*Given data*
--- --- ---

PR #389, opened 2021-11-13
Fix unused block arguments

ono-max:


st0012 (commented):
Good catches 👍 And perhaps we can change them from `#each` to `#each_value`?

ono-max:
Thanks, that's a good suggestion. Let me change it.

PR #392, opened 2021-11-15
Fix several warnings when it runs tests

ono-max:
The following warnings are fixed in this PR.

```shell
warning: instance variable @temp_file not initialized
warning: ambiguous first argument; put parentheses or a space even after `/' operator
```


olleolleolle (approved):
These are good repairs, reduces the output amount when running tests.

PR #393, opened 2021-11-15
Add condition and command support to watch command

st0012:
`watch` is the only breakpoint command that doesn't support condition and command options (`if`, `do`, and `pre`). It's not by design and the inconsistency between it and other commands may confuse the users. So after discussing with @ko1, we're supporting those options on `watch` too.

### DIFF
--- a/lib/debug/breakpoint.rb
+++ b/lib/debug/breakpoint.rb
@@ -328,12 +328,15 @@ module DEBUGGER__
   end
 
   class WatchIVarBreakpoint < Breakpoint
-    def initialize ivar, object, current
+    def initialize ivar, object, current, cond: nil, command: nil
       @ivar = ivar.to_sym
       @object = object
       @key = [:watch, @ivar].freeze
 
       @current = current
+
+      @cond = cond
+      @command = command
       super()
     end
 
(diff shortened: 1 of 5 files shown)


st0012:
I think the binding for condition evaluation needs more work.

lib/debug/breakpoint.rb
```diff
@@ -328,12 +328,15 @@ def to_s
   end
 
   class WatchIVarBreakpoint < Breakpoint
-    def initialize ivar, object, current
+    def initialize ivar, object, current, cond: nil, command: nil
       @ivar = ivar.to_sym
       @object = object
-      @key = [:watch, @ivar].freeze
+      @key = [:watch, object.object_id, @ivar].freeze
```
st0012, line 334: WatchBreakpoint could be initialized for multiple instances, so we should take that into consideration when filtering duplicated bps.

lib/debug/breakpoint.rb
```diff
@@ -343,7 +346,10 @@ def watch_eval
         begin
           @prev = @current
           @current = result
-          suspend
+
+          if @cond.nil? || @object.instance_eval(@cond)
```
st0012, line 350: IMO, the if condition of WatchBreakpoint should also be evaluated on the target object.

--- --- ---

*Task prompt*
Would you print exactly the lines from the first line of the entries above through the line that has "Fix several warnings when it runs tests", both included, and stop there?

*The answer*
PR #389, opened 2021-11-13
Fix unused block arguments

ono-max:


st0012 (commented):
Good catches 👍 And perhaps we can change them from `#each` to `#each_value`?

ono-max:
Thanks, that's a good suggestion. Let me change it.

PR #392, opened 2021-11-15
Fix several warnings when it runs tests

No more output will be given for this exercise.